What, you don't want to ship the Torment Nexus? You're fired! We must ship a Torment Nexus, we must maintain our market share even if it means our destruction!
This makes sense, but if the goal was to avoid business failure from disruption / losing customers, then why would the companies not be behaving in ways that maximize their customers? Intermediate value theorem applies here. There is no number of net negative customer base that can be spun in a good way. There is no path to recouping their lost customers. These fundamentals must be seen by the decision makers.
This has been how I've framed a lot of the expenditure despite lack of immediate substantial new revenues. Everyone including Google is driven to protecting current revenues from prospective disruption. But the vulnerability AI created for Google is to other companies worth positioning themselves to take advantage of if Google falls behind and loses chunks of marketshare.
Yeah, like imagine if the LLM's don't advance that much, the agentic stuff doesn't really take off etc.

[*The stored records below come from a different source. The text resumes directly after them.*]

Issue #558, opened 2021-11-30
Base Schema Types: BigDecimal, BigNumber, Fraction


krisbitney:
dApps commonly require math with large numbers. We currently have the BigInt base schema type for math with large integers, but we do not have a base schema type to facilitate arbitrary-precision math with large decimal numbers.

BigNumber and BigDecimal classes are desirable when precision matters, such as for chained operations wherein rounding errors could accrue with each operation. It is sometimes possible to use a Fraction class as a workaround. Fractions may be especially useful when it is necessary to emulate on-chain arithmetic where decimal numbers are not supported.

A BigNumber base schema type should be able to handle arbitrary-precision math with large decimal or integer numbers, including support for algebraic operations like exponentiation and square root. Other desirable operations include those found in standard Math libraries, such as `ceil`, `floor` and `log` operations. The type should also be capable of returning formatted string representations with functions that support printing to a fixed number of decimal places or a fixed number of significant digits. Importantly, BigNumber operations should be based on performant algorithms.

It would be desirable (but not necessary) for BigNumber, Fraction, and BigInt classes to have similar syntax and to have means for typecasting between them. For example, a BigNumber class might have a `toBigInt()` function and BigInt might have `toBigNumber()`.

**Example Fraction implementations**
Uniswap SDK AssemblyScript port: https://github.com/polywrap/integrations/blob/main/uniswapv3/wrapper/src/utils/Fraction.ts
Python standard library: https://docs.python.org/3/library/fractions.html

**Example BigDecimal and BigNumber implementations in JavaScript**
bn.js: https://github.com/indutny/bn.js/
bignumber.js: https://github.com/MikeMcl/bignumber.js
big.js: https://github.com/MikeMcl/big.js/
decimal.js: https://github.com/MikeMcl/decimal.js/
js-big-decimal: https://github.com/royNiladri/js-big-decimal

**Example BigDecimal and BigNumber implementations in AssemblyScript**
as-big: https://github.com/ttulka/as-big
as-bigfloat: https://github.com/polywrap/as-bigfloat/blob/main/assembly/BigFloat.ts

###Tasks

- [x] BigNumber: See https://github.com/polywrap/monorepo/pull/697
- [ ] Fraction: In progress

krisbitney:
BigNumber is complete. See https://github.com/polywrap/monorepo/pull/697

Fraction type is in progress. It needs to be made generic and implemented as a generic schema type.

PR #697, opened 2022-02-26
Add BigNumber to base schema types

krisbitney:
This PR adds a base schema type, Bignumber.

BigNumber is a class for math with arbitrarily large decimal numbers. It is optimized with blockchain applications in mind. By default, it represents numbers up to 512 bits with full precision. Users can adjust that global setting or specify the desired precision for any specific operation by providing optional function arguments.

The class use efficient algorithms for standard arithmetic operations, exponentiation, and finding square roots. It also uses generics to allow most methods to be called with arguments of several possible types.

This PR also includes an update to BigInt with faster exponentiation, faster squaring, faster square roots, and use of generics throughout.

The two classes have similar interfaces so users don't have to learn anything new to get started.

A Fraction base schema type will be added in another PR.

See issue #558 

**LINKS**
[BigInt Repo](https://github.com/polywrap/as-bigint)
[BigNumber Repo](https://github.com/polywrap/as-bignumber)
[Fraction Repo](https://github.com/polywrap/as-fraction)


Niraj-Kamdar:
I think Fraction should be a generic type `Fraction<T>` where T can be `u8`, `i8` to `u64`, `i64` or BigInt.

dOrgJelli:
Hey @krisbitney, thoughts on @Niraj-Kamdar's comment about making Fraction generic? An example of a generic schema type can be found by looking at the "Map Type Support" PR that Niraj recently worked on here: https://github.com/polywrap/monorepo/pull/669

krisbitney:
> Hey @krisbitney, thoughts on @Niraj-Kamdar's comment about making Fraction generic? An example of a generic schema type can be found by looking at the "Map Type Support" PR that Niraj recently worked on here: #669

Yes, it's a good idea. I'll update it soon. Thanks!

dOrgJelli:
Okay, maybe we move Fraction<T> into its own PR, ,and just merge BigNumber here?

krisbitney:
> Okay, maybe we move Fraction into its own PR, ,and just merge BigNumber here?

That would be best. I'll split them into separate PRs soon.

Niraj-Kamdar (dismissed):

krisbitney:
> I think Fraction should be a generic type `Fraction<T>` where T can be `u8`, `i8` to `u64`, `i64` or BigInt.

Hey, so I'm thinking about implementation issues with this and I'm not sure how to handle return types.

Which type do you think should be returned from operations on Fractions of different generic types? For example, what should I get if I multiply a Fraction<i32> by a Fraction<BigInt>?. There are no union types in AS, so I have to choose between always returning the type of the left operand, the right operand, or a static type. The decision has to be made a priori, at compile time. Should return values always be the type of the left operand? Or maybe always return a value of type Fraction<BigInt>?

Do you think it matters if the Fraction operates with generic types internally? An easy solution would be to present the Fraction as generic in the schema, so that users can supply arguments of any accepted type, but the constructed Fractions would not be generic.

Niraj-Kamdar:
@krisbitney 

Ah, gotcha! For starters, We should only allow operations between the similar fraction generic type (Ex: Fraction<i32> can only do arithmetic operations with Fraction<i32> but can't do with Fraction<i8>), this will make it easy for us to implement and put the burden of type conversion on users wherever needed. 

We can in the future add the ability to auto-detect appropriate types for the operations using pre-compile transformation/optimization steps.

Here's a project which uses this kind of method to improve UX: https://github.com/JairusSW/as-json

krisbitney:
> Ah, gotcha! For starters, We should only allow operations between the similar fraction generic type (Ex: Fraction can only do arithmetic operations with Fraction but can't do with Fraction), this will make it easy for us to implement and put the burden of type conversion on users wherever needed.
> 
> We can in the future add the ability to auto-detect appropriate types for the operations using pre-compile transformation/optimization steps.
> 
> Here's a project which uses this kind of method to improve UX: https://github.com/JairusSW/as-json

Super cool. Thanks!

dOrgJelli (approved):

Even in this conservative case, ChatGPT could seriously erode Google Search revenues. That alone would be a massive disruption and Google wants to ensure they end up as the Google in that scenario and not the Lycos, AltaVista, AskJeeves etc. etc.
But what Google is doing, is like what Firefox did when Chrome came out. Panicking.
Panicking, and therefore making horrible design and product choices.
Google has made their main search engine output utter and complete junk. It's just terrible. If they didn't have 'web' search, I'd never be able to use it.
In almost every search for the last month, normal search results in horrible matches. Switch to web? Bam! First result.
Not web? The same perfect result might be 3 or 4 pages deep. If that.
(I am comparing web results in both cases, and ignoring the also broken 80% of the pages of AI junk.)
In an attempt to compete, they're literally driving people to use ChatGPT for search in droves.
They could compete, and do so without this panicky disaster of a response.
I didn’t see the comment, but I assume they were accusing me of generating it.
For what it’s worth, I didn’t use AI at all for it. I just tend to sound like an LLM, likely because I have ADHD and grew up very rural (most of my vocabulary and grammar from reading).
I also tend to use a lot of parenthetical phrases, semi-colons, and lists. ¯\_(ツ)_/¯
Sure!
Google began investing heavily in AI (LLMs, actually) to catch up to the other frontier labs, which had already produced a product that was going to eviscerate Google Search (and therefore, Google ad revenue). They recognized this, and set about becoming a leader in the emerging field.
Is it not better to be a leader in the nascent industry that is poised to kill your profitability?
This is the same approach that Google took with smartphones. They saw Apple as a threat not because they had a product that was directly competing, but because they recognized that allowing Apple to monopolize mobile computing would put them in a position to take Google’s ad revenue — or allow them to extract rent in the form of payments to ensure Apple didn’t direct their users to a competing service. Android was not initially intended to be a revenue source, at least not most importantly. It was intended to limit the problem that Apple represented. Later, once Google had a large part of the market, they found ways to monetize the platform via both their ad network and an app store.
AI is no different. If Google does nothing, they lose. If they catch up and take the lead, they limit the size of the future threat and if all goes well, will be able to monetize their newfound market share down the road - but monetization is a problem for future Google. Today’s Google’s problem is getting the market share.